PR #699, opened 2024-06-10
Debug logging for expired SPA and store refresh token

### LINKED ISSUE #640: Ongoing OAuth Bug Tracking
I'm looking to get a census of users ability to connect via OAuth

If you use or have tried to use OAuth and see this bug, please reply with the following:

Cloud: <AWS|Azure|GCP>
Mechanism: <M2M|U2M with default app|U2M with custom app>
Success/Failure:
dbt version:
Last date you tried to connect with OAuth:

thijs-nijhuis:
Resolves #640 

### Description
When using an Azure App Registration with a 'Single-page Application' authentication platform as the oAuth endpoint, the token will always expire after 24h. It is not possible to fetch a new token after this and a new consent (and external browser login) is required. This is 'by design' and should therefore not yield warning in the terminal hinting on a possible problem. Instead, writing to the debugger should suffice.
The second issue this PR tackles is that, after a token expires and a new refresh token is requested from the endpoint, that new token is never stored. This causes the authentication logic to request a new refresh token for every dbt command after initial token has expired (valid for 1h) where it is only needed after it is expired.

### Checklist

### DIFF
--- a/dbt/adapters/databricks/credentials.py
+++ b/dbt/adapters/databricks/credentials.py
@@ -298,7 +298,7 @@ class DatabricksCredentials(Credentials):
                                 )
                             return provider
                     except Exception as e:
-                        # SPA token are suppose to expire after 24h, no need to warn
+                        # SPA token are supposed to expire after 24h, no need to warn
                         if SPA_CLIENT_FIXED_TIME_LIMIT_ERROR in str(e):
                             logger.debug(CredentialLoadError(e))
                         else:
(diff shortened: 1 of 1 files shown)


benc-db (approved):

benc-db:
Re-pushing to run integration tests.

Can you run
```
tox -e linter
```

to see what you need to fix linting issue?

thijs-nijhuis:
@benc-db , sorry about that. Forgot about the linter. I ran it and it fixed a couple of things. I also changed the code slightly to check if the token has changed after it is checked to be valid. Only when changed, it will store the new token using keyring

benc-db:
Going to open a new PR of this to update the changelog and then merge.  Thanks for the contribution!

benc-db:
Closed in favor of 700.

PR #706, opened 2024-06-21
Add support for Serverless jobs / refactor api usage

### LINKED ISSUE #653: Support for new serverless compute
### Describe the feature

----------------------------------------

▶ _TASK BRIEF_: Examine the entries and report how many of their lines contain the string "linter", giving no more than the number.

▶ _EXERCISE RESPONSE_: 2